Innovative Approach to Electronics DesignInnovative Approach to Electronics Design

The new version of SimOne 2.5 is now available

21.03.2016

What’s new in SimOne 2.5

Laplace sources

- Functional voltage and current sources, defined with Laplace transfer function are now moved to a separate component group in the Schematic. Each Laplace source has its own graphical symbol.

- New algorithms for convolution integral computation in Laplace sources have been added. Previously used algorithms get more manually chosen parameters.
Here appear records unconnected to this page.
PR #164, opened 2020-06-04
Add a configuration to set default environment variables

mprahl:
These can be set for each package manager. Some defaults were added to npm to prevent certain post install scripts from reaching out to the internet.

### DIFF
--- a/README.md
+++ b/README.md
@@ -123,6 +123,10 @@ Custom configuration for the Celery workers are listed below:
 * `cachito_bundles_dir` - the directory for storing bundle archives which include the source archive
   and dependencies. This configuration is required, and the directory must already exist and be
   writeable.
+* `cachito_default_environment_variables` - a dictionary where the keys are names of package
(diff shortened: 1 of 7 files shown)


athos-ribeiro:
LGTM. Needs some adjustments in CI for those config expectations.

I am not familiar with JS development. Would that approach mean cachito will have to keep an updated list of env vars for different 3rd party testing tools? I can not think of a better approach on this one though...

mprahl:
> LGTM. Needs some adjustments in CI for those config expectations.
> 
> I am not familiar with JS development. Would that approach mean cachito will have to keep an updated list of env vars for different 3rd party testing tools? I can not think of a better approach on this one though...

Thanks for the review!

The idea is that Cachito would provide default environment variables for common dependencies, but it would be up to users to add their own environment variables in their Dockerfile for ones not covered by Cachito.

I just added these since these were the ones that I encountered in the ACM repos, so I thought it'd be a good default set.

Parameter Description Default value Unit
Laplace Laplace transfer function 1/(s + 1Meg)  
R Inner resistance 0 Ohm
NFFT Number of points used for Inverse Fourier Transform 8192
Window The interval of non-zero values of the transfer function in time-domain Tend sec
Tol Minimal absolulte value of the function in the convolution integral 0
Method

Numerical method for computation of Inverse Laplace Transform and the convolution integral. Three methods are available:

- SimOne — the original method

- IFT — Inverse Fourier Transform usage for ILT and trapezoidal rule for the convolution integral

- Euler — Fourier-series method with Euler summation for ILT and and trapezoidal rule for the convolution integral

SimOne  

- The transfer function can be given as a table of values. The special functions with “freq_” prefix are used for this.

Periodic Steady-State

Periodic Steady-State analysis has a new interface.

- Time interval for plotting the graphs is now set in number of periods. The default value is 10.
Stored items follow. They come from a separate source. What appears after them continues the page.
PR #165, opened 2020-06-05
Add integration test test_using_cached_dependencies

ejegrova:
Implement the integration test that checks that the request sent to the Cachito API is fetched from the database if it already stored there

### DIFF
--- a/test_env_vars.yaml
+++ b/test_env_vars.yaml
@@ -43,3 +43,16 @@ dep_replacement:
   - name: github.com/Masterminds/semver
     type: gomod
     version: v1.4.0
+# Test data for the Using cached dependencies test
+cached_dependenices:
+  # The upstream git repository
+  seed_repo:
+    https_url: "https://github.com/release-engineering/retrodep.git"
+  # Repository that will be used for the test
+  test_repo:
+    # The tracked repository (remote)
+    ssh_url: "git@github.com:user/cachito_test_repo.git"
+    # The URL of the repository
+    https_url: "https://github.com/user/cachito_test_repo.git"
+    # Package managers
+    pkg_managers: ["gomod"]
--- a/tests/integration/test_using_cached_dependencies.py
+++ b/tests/integration/test_using_cached_dependencies.py
@@ -1,0 +1,80 @@
+# SPDX-License-Identifier: GPL-3.0-or-later
+
+import random
+import string
+
+import git
+
+import utils
+
+
+def test_using_cached_dependencies(test_env, tmpdir):
+    """
+    Check that the cached dependencies are used instead of downloading them from repo again.
+
+    Preconditions:
+    * On git instance prepare an empty repository
+
+    Process:
+    * Clone the package from the upstream repository
+    * Create empty commit on new test branch and push it to prepared repository
+    * Send new request to Cachito API which would fetch data from the prepared repository
+    * Delete branch with the corresponding commit
+    * Send the same request to Cachito API
+
+    Checks:
+    * Check that the state of the first request is complete
+    * Check that the commit is not available in the repository after the branch is deleted
+    * Check that the state of the second request is complete
+    """
+    generated_suffix = "".join(
+        random.choice(string.ascii_letters + string.digits) for x in range(10)
+    )
+    branch_name = f"test-{generated_suffix}"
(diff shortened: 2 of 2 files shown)


ejegrova:
@mprahl @lcarva ptal :)

tests/integration/test_using_cached_dependencies.py
```diff
@@ -0,0 +1,69 @@
...
+            "ref": commit,
+            "pkg_managers": test_env["cached_dependenices"]["package"]["pkg_managers"],
+        },
+    )
+    response = client.wait_for_complete_request(response_created_req)
+    assert response.data["state"] == "complete"
+
+    assert repo.git.branch("-a", "--contains", commit)
+
+    repo.git.push("--delete", remote.name, branch_name)
```
lcarva, line 56: We need to be sure to always run this command to avoid cluttering the test repo.

tests/integration/test_using_cached_dependencies.py
```diff
@@ -0,0 +1,69 @@
...
+
+    response_created_req = client.create_new_request(
+        payload={
+            "repo": test_env["cached_dependenices"]["package"]["repo"],
+            "ref": commit,
+            "pkg_managers": test_env["cached_dependenices"]["package"]["pkg_managers"],
+        },
+    )
+    response = client.wait_for_complete_request(response_created_req)
+    assert response.data["state"] == "complete"
```
lcarva, line 69: It would be nice here to compare the packages, dependencies, etc between the two requests.

tests/integration/test_using_cached_dependencies.py
```diff
@@ -0,0 +1,69 @@
...
+    generated_suffix = "".join(
+        random.choice(string.ascii_letters + string.digits) for x in range(10)
+    )
+    branch_name = f"test-{generated_suffix}"
+    repo = git.repo.Repo.clone_from(test_env["cached_dependenices"]["seed_repo"], tmpdir)
+    remote = repo.create_remote("test", url=test_env["cached_dependenices"]["git_remote"])
+    assert remote.exists()
+
+    repo.create_head(branch_name).checkout()
+    repo.git.commit("--allow-empty", m="new commit")
```
lcarva, line 39: Can we make the commit message more descriptive?

test_env_vars.yaml
```diff
@@ -43,3 +43,15 @@ dep_replacement:
   - name: github.com/Masterminds/semver
     type: gomod
     version: v1.4.0
+# Test data for the Using cached dependencies test
+cached_dependenices:
+  # The URL for the upstream git repository
+  seed_repo: "https://github.com/release-engineering/retrodep.git"
+  # Package that will be used for the test
+  package:
```
lcarva, line 51: Grouping `repo` and `pkg_managers` under `package` doesn't sound right to me. How about something like:
```yaml
test_repo:
  ssh_url: git@github.com:user/cachito_test_repo.git
  https_url: https://github.com/user/cachito_test_repo.git
  pkg_managers: ["gomod"]
```

For consistency, you could use the same structure for the `seed_repo`:
```yaml
seed_repo:
  https_url: https://github.com/release-engineering/retrodep.git
```

tests/integration/test_using_cached_dependencies.py
```diff
@@ -0,0 +1,69 @@
...
+        },
+    )
+    response = client.wait_for_complete_request(response_created_req)
+    assert response.data["state"] == "complete"
+
+    assert repo.git.branch("-a", "--contains", commit)
+
+    repo.git.push("--delete", remote.name, branch_name)
+    repo.heads.master.checkout()
+    repo.git.branch("-D", branch_name)
```
lcarva, line 58: I'm wondering if we do care about cleaning up the local branch.

mprahl:
@ejegrova this looks really good. I just +1'd a few of Luiz's comments. Once addressed and the linting errors are fixed, this is good to merge from my point of view.

tests/integration/test_using_cached_dependencies.py
ejegrova: I think that we don't need to care if we run tests in container but if someone runs tests locally it should be cleaned up. So I would rather leave it there, what do you think?

ejegrova:
@lcarva can you check it again please?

- The maximal time step is set with minimal number of steps per period, the default value of which is 20.

Piecewise Linear input signals

New parameters for Piecewise Linear (PWL) signals are available:

Parameter Description Default value
PWL_Method

PWL processing method

- Standard SPICE method

- SIMONE: tries to consider the PWL signal as points of some smooth signal

SIMONE
PWL_BPRELTOL Relative tolerance for SIMONE method comparison of PWL slopes 1
PWL_BPABSTOL Absolute tolerance for SIMONE method comparison of PWL slopes 1e-6

Graphs

- Graphs axes can be switched between Linear/Logarithmic scales

X axis in logarithmic scale

Main menu: Graph → Log X

Icon: 

Y axis in logarithmic scale

Main menu: Graph → Log X

Icon: 

- It is possible to choose the view area of graphs manulally:

Set the view borders for a group of traces

Main menu: Graph → View rectangle…

Icon:

- Grpahs can be imported from SimOne simulation data files.

Mathematical expressions

New functions for integral transforms are added:

laplace laplace(f(x), H(s)) — the convolution of f(x) with the transfer function H(s) given in s-domain. Uses SimOne method.
laplace_smn laplace_smn(f(x), H(s)) — same as laplace.
laplace_euler laplace_euler(f(x), H(s), mtol) — the convolution of f(x) with the transfer function H(s) given in s-domain. Uses Fourier-series method with Euler summation. Values f(x) < mtol are ignored.
laplace_ift laplace_ift(f(x), H(s), window, nfft, mtol) — the convolution of f(x) with the transfer function H(s) given in s-domain. Uses Inverse Fourier Transform. If window is specified, the frequency step is 0.5/window. The number of values used for IFT is equal to nfft. Values f(x) < mtol are ignored.
freq_db freq_db(f(x), w1, db1, deg1, …, wn, dbn, degn) — the convolution of f(x) with the transfer function given in frequency-domain with discrete points as [frequency w, magnitude in decibels; argument in degrees] triples.
freq_db_deg freq_db_deg(f(x), w1, db1, deg1, …, wn, dbn, degn) — same as freq_db.
freq_db_rad freq_db_deg(f(x), w1, db1, rad1, …, wn, dbn, radn) — the convolution of f(x) with the transfer function given in frequency-domain with discrete points as [frequency w, magnitude in decibels; argument in radians] triples
freq_ma freq_ma(f(x), w1, amp1, deg1, …, wn, ampn, degn) — the convolution of f(x) with the transfer function given in frequency-domain with discrete points as [frequency w, magnitude in absolute values; argument in degrees] triples.
freq_ma_deg freq_ma_deg(f(x), w1, amp1, deg1, …, wn, ampn, degn) — same as freq_ma.
freq_ma_rad freq_ma_rad(f(x), w1, amp1, rad1, …, wn, ampn, radn) — the convolution of f(x) with the transfer function given in frequency-domain with discrete points as [frequency w, magnitude in absolute values; argument in radians] triples.
freq_ri freq_ma_rad(f(x), w1, re1, im1, …, wn, ren, imn) — the convolution of f(x) with the transfer function given in frequency-domain with discrete points as [frequency w, real part, imaginary part] triples.

Bug fixes

- Laplace function in AC analysis is fixed

- Etc.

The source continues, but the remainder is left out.